PR #2825, opened 2022-09-23
Add `process.start_time` resource attribute to semantic conventions

### LINKED ISSUE #1273: Metrics Start-time resource semantic convention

Activity
Repeat the whole listing exactly, with no omissions.

Response area
PR #2825, opened 2022-09-23
Add `process.start_time` resource attribute to semantic conventions

### LINKED ISSUE #1273: Metrics Start-time resource semantic convention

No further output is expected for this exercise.